• _ASSIGNMENT_: In the entries below, count the lines holding "specialized". Reply with the number only.

• _DATA EXTRACTS_:
Start of Block
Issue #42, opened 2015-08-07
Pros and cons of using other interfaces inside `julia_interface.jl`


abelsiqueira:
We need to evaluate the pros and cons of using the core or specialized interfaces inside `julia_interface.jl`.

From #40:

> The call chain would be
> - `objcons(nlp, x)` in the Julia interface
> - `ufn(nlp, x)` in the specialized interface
End of Block
• _RESULT OF THE TASK_: 2